Training Approach and Methodological Ablations
The study evaluates three principal training paradigms:
- Continued Pretraining (CPT): Task-engineered synthetic data (Fill-in-the-Middle, Unshuffle, Key/Position Retrieval, Counting) are leveraged to extend context window capacity without requiring strong teachers. Ablations reveal that CPT improves text long-context performance (e.g., +4.9–7.3 on HELMET) and that tasks such as FIM and Unshuffle disproportionately contribute to gains (see task ranking). Notably, CPT is not strictly additive to SFT—SFT alone suffices for visual LC-Average in many cases.
- Supervised Finetuning (SFT): Two answer generation pipelines are compared: plain distillation versus a recursive evidence-ranking mechanism. Plain distillation is optimal for MMLBD-C, while recursive extraction boosts overall visual (+1.1 VA), MMLongBench, and SlideVQA scores; this result is consistent across model families. A critical finding is that training on context lengths matching evaluation benchmarks outperforms longer-context training (+1.4–3.0 VA). Explicit page indices as supplemental features yield a strong performance boost (+2.8 VA, +2.8 MMLBD-C).
- Preference Optimization (LongPO): Adapted from DPO, LongPO uses a short-to-long context constraint (see formula) with answers from strong teachers (Qwen3 VL 235B). LongPO outperforms SFT on visual LC-Average (+2.1 VA) albeit at substantially higher compute cost (Figure 3). However, for specific metrics (MMLBD-C), SFT with plain distillation remains superior.
Figure 3: Compute versus VA performance, demonstrating efficiency trade-offs among CPT, SFT, and LongPO.
Evaluation and Benchmarking
Models are rigorously assessed across a suite of visual and textual LC benchmarks, normalized to minimize distributional bias. The primary metrics are Visual-LC Average (VA) and LC Average (LCA), the latter incorporating HELMET and LongBench v2. The authors also introduce MMLBD-C, manually correcting mispairings, ambiguities, typos, and answer errors found in MMLongBenchDoc, substantially improving evaluation quality (Figure 4).



Figure 4: Examples of document-question mismatches, underspecified queries, typos, and incorrect answer labels in the original benchmark.
Strong Numerical Results and Key Claims
Practical and Theoretical Implications
This study offers reproducible, actionable guidance:
- Recipe Openness: All data pipelines, ablation leaderboards, and checkpoints are released, closing the reproducibility gap in SOTA LC-VLMs.
- Data Engineering: Recursively refined queries and hard negatives are critical for robust training.
- Efficient Training: Context targeting, page indices, and model merging are minimal interventions yielding high impact with modest compute overhead.
- Generalization: Cross-modal transfer demonstrates that LC-VLM tasks are not siloed; visual context pretraining can upgrade text-LC performance and vice versa.

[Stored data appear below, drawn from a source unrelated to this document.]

Issue #137, opened 2016-12-03
Build system uses a lot of undefined make variables


rojer:
I am integrating ESP32 IDF build into our own build system, which runs with `--warn-undefined-variables` in `MAKEFLAGS`. I find it very useful and would rather keep it enabled. I also like esp-idf build system, it looks promising, but currently is extremely "--w-u-v dirty" and produces a lot of noise.

Is there a specific reason why you `--warn-undefined-variables` is not used?

rojer:
FWIW, #138 is my attempt at doing it. seems fairly non-invasive, and i think `--w-u-v` help keeps one's sanity while writing make rules.

projectgus:
Closing in favour of ongoing discussion/PR in #138.

PR #138, opened 2016-12-03
Add --warn-undefined-variables to MAKEFLAGS

rojer:
Fix warnings where undefined vars are used.
Most are trivial, except the $$(FLAGS_$$(subst .o,,$$(@))) but this one
produces "weird" variable names anyway and i verfified that they are
always empty.

A few are left in the bootloader.

Fixes espressif/esp-idf#137


projectgus:
Thanks for raising the issue, to be honest I did not know make had an option to warn on undefined variables.

The `FLAGS_basename` feature is documented, although you're entirely right that that it doesn't appear to be used at the moment: https://github.com/espressif/esp-idf/blob/master/docs/build_system.rst#optional-component-specific-variables

(There are use cases for this, when upstream code has some warnings but the component contains both upstream and non-upstream code, and you don't want to disable those warnings in your code or edit the upstream code. I think I've used it in some upstream code that isn't in the repo yet, but the make feature somehow got in first.)

In a general sense... maybe you can explain to me the benefit of enabling this option? The Make default behaviour is "a variable which is undefined expands to nothing", and most of the changes add `?= \n` which means "if the variable is undefined, set it to nothing".

On the one hand, I see that this way any typos or other mis-namings of variables will be found fairly quickly because they produce a warning.

On the other hand, the `?=` for some of these variables seems to create an implication that the user might want to or be able to override them (we can blame Make here for having basically no definition of encapsulation or a "public interface"). The variables that were explicitly set to empty beforehand were onces for which overriding was supported (except for where we needed to set the variable type before `+=` was invokved). Or at least that was the general idea, there might be some inconsistencies to this that have crept in.

Also, setting CONFIG_xxx variables to empty values seems, in my mind, to not quite match with the way Kconfig works.

I'm not saying we won't merge this, but I'd like to understand the rationale behind the kinds of problems it solves.

rojer:
> On the one hand, I see that this way any typos or other mis-namings of variables will be found fairly quickly because they produce a warning.

this, and pretty much only this. it helps immensely when refactoring makefiles, assuming previous state was "clean". i found this invaluable working with hand-written makefiles, i think you will too.

that said, it's ultimately your decision whether to adopt it or not. it seems fairly non-invasive and the benefits are huge (at least by my experience).

> FLAGS_basename feature is documented

yes, indeed. however, if does produce weird var names like `FLAGS_foo/bar/baz` - i didn't even know slashes were allowed in var names, but i guess they are. make is weird.
it does present a problem as it generates a large number of mostly unset variables. however, given that it is not currently used, how about using per-file target flag overrides? instead of `FLAGS_foo/bar/baz = --asplode`, add a target like `foo/bar/baz.o: CFLAGS += --asplode`
it does the same thing and i think it looks more readable to casual observer, see e.g. [here](https://github.com/cesanta/mongoose-iot/blob/8768366/fw/platforms/cc3200/Makefile.build#L359).

> setting CONFIG_xxx variables to empty values seems, in my mind, to not quite match with the way Kconfig works.

yes. the way if currently behaves is by inserting a commented `# CONFIG_FOO is not set` line for each option that is not selected, whereas it would need to set it to empty. i thought about doing that in this PR, but then thought to keep it minimally invasive. if you like, i can do it.

projectgus:
Thanks for the tip regarding per-target overrides, that's another make feature I didn't know existed! A much cleaner solution.

projectgus:
> whereas it would need to set it to empty. i thought about doing that in this PR, but then thought to keep it minimally invasive. if you like, i can do it.

This seems like a good approach, because changing the configuration variable name and forgetting to change the makefile is a very real failure scenario, and this would catch it. Because the configuration makefile inclusion causes a make restart, it seems likely that there will always be some undefined warnings on first run (unless make takes this into account somehow and doesn't warn until the restart phase is over.)

rojer:
please take another look. i modified Kconfig to emit `CONFIG_FOO=` instead of `not set`

projectgus:
Hey @rojer,

Sorry for the delay in getting back to you on this.

This change doesn't seem quite right, the sdkconfig file is generated with CONFIG_FOO= instead of "# CONFIG_FOO is not set", however this isn't the file which is included into the make process. That file is auto.conf, and it is being generated with unset config variables missing entirely.

(I also noticed the changeset still has `CONFIG_SECURE_BOOT_SIGNING_KEY ?=` in one of the component makefiles, which is undesirable once this change works as-desired - it's helpful to get a warning if a makefile refers to a non-existent config variable.)

rojer:
looks i fumbled something and did not push the latest branch.
sorry about that, PTAL.

rojer:
and yes, `CONFIG_SECURE_BOOT_SIGNING_KEY` is used but not defined

projectgus:
Hmm, I see. SECURE_BOOT_SIGNING_KEY is a valid config item, but when its dependency (secure boot) is undefined it doesn't get generated...

I guess there are two possible solutions. Either have kconfig generate empty make variables for all impossible variables, not just unset ones. Or to wrap the make logic in an ifdef for secure boot.

rojer:
I think i handled it.
here's auto.conf diff with the latest commit: http://pastebin.com/HbPhwy7u

rebased onto latest master. PTAL.

projectgus:
There are still some issues here, for example empty strings that are disabled by prerequisite output like this in auto.conf:
```
CONFIG_SECURE_BOOT_SIGNING_KEY=""
```

Which resolves true for GNU make `ifdef`, because make doesn't strip quotes.

To be honest, this change seems like it will need a lot of additional workarounds to get it to work in a useful way - and if these are the obvious limitations, I worry there may be other subtle ones. It'd be a nice benefit when refactoring to know that there are aren't any undefined references in the makefile, but at the same time it doesn't seem like esp-idf has had any bugs yet that would have been prevented due to the extra warnings.

rojer:
well, i see that you don't like it for some reason. say a word and i'll close it, it's your prerogative. however, consider this (warnings in the current build system):
```
/opt/Espressif/esp-idf/make/project.mk:343: warning: undefined variable 'TEST_COMPONENT_PATHS'
/opt/Espressif/esp-idf/make/project.mk:380: warning: undefined variable 'which git'
/opt/Espressif/esp-idf/make/project.mk:380: warning: undefined variable 'which git'
/opt/Espressif/esp-idf/make/project.mk:380: warning: undefined variable 'which git'
/opt/Espressif/esp-idf/make/project.mk:380: warning: undefined variable 'which git'
```
i am almost positive that `which git` was not supposed to be a variable :)

projectgus:
Haha, well you've got me there. The TEST_COMPONENT_PATHS one is OK (this variable is only set if TEST_COMPONENTS is passed into make) but that is a proper bug that was otherwise undetected! :)

Do you think it will be ugly to modify the auto.conf generation so that the line is always assigning to empty if the prerequisite is disabled, ie:
```
CONFIG_SECURE_BOOT_SIGNING_KEY=
```
?

Otherwise, it may be fine for us to check for the prerequisite (in this case secure boot) in the Makefile, before testing for a dependent config item.

rojer:
hm. it would be possible, but undesirable i think: we can indeed distinguish between empty and disabled because of dependency. but it seems to me that this _would_ be a bit too subtle, i think.
with `""` at least it's consistent, you only need to learn one rule: empty value is not empty, must remove quotes to compare. i see there's already a handy `dequote` function to make it easy. whereas if the empty value changes depending on whether it's disabled by dependency or enabled but empty would be a ripe ground for gotchas. so my preference would be to leave it as is.

looking specifically at `CONFIG_SECURE_BOOT_SIGNING_KEY`, it looks like we're ok - it is not iused in conditionals at all. there are also no other string-valued variables with defaults.

projectgus:
OK, that makes sense.

I'm going to be away for the next week, but I'll pick this up again when I get back.

rojer:
ping?
i rebased the branch onto latest master

projectgus:
Thanks for persisting with this. I finally got a chance to look at it again today.

* After adding this update, a partial build outputs a lot of errors caused by the old-style auto.conf. These persist until you either change the config or run a clean build. Maybe this doesn't matter, as anyone updating a significant amount will get an updated config and anyone else will probably be OK with living on the bleeding edge. On the other hand, a simple solution is to rename auto.conf to something else.

> it's clean except for bootloader build
> which i actually think you should take a look at - there may be some weirdness in the way the build is invoked which causes all those vars to not be defined.

I found these:
```
idf/components/bootloader/Makefile.projbuild:113: warning: undefined variable 'SECURE_BOOTLOADER_KEY'
idf/components/bootloader/Makefile.projbuild:113: warning: undefined variable 'BOOTLOADER_DIGEST_BIN'
```

Which were a false positive. Are you seeing anything else?

* I'm still seeing a couple of oddnesses with config items that are disabled by their parents. For example, building the "ethernet" example I get 
```
/home/gus/esp/32/idf/components/esp32/component.mk:7: warning: undefined variable 'CONFIG_PHY_ENABLED'
```

Which is legitimate as CONFIG_PHY_ENABLED doesn't appear in either the sdkconfig or auto.conf files. It's :

```
config PHY_ENABLED
	bool
	default y if WIFI_ENABLED || BT_ENABLED
```

And BT_ENABLED & WIFI_ENABLED are both of type "menuconfig", which I think means this item is disabled unless one of them is set (and they're both unset in the ethernet example.)

projectgus:
Here's a patch for a few of the small things mentioned above:
https://gist.github.com/projectgus/fca095b16b199cf0390d1b948f91725c#file-pull138_tweaks-patch

(The CONFIG_PHY_ENABLED and the out-of-date-auto.conf are not solved by this.)

rojer:
ok, i ended up redefining PHY_ENABLED a little, which is logically equivalent, but ends up creating a symbol that actually gets written to the output.
i've now built all the examples and all of them build cleanly, with the exception of system/ulp, which doesn't build due to lack of ULP assembler binary.
also, system/ulp prints this warning:
```
component_wrapper.mk:228: warning: undefined variable 'GenerateBuildDirTarget'
```

this seems legit, as i cannot find definition of `GenerateBuildDirTarget` anywhere (as opposed to, say, `GenerateEmbedTarget`).

rojer:
i also make conf binary depend on its sources, so it is rebuilt when those change. verified that an example built on `master` is rebuilt cleanly on `makewarns` with a simple `make`.

projectgus:
> i ended up redefining PHY_ENABLED a little, which is logically equivalent, but ends up creating a symbol that actually gets written to the output.

OK. I was a bit uncomfortable with this change at first, but I guess following this "define everything" philosophy it makes sense to throw a warning if a kconfig item is defined without a valid default.

***

Looking the whole changeset again I noticed one more thing, which is that the replacements for `ifdef` and `ifndef` are a bit inconsistent. I think `$(ifeq "$(V)","y")`, `$(ifeq "$(V)","")`, `$(ifneq "$(V)","y")` and `$(ifneq "$(V)","")` are all used at least once.

Would you mind changing these to all use the same two patterns? I think `$(ifeq "$(V)","y")`, `$(ifeq "$(V)","")` are probably the most readable (if you can call make syntax readable, anyhow!)

On the same note, the example in the build system documentation still uses `ifdef`. Are you able to please change that, and also add a small documentation section about make warnings with some tips to work with them (ie don't use ifdef, pre-declare possible command line variables with `?=`, make sure config items always have a value default value, etc.)

rojer:
so, i amended the docs. but wrt `$(V)` -  i don't actually find that many uses of it in the IDF.
maybe my grep-fu is weak, but...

On the theoretical side, negative findings (non-additivity of CPT and SFT, performance degradation with upsampled long documents) point to subtle dynamics in curriculum and data distribution, highlighting avenues for future research (e.g., mixed-stage training, replay mechanisms).
Future Directions
Limitations include under-representation of extreme context lengths in typical benchmarks (most <128K tokens), suggesting that—at scale—further benchmarks and datasets are required to stress-test models at 344K and beyond. The interaction between CPT and SFT is not fully understood, especially for additive potential and mixed-modality composition. Extensions could explore mixed-stage curriculum and replay of high-value long-context tasks.
Conclusion
The paper contributes open, large-scale recipes, robust ablations, and SOTA models for long-context visual document understanding. Practitioners can directly deploy interventions such as context targeting and page indices, while the release of MMLBD-C addresses prior evaluation shortfalls. The model recipes and findings accelerate progress toward reliable long-document VLMs, with practical relevance for real-world enterprise and academic workflows, and theoretical significance for multimodal LC transfer and curriculum design.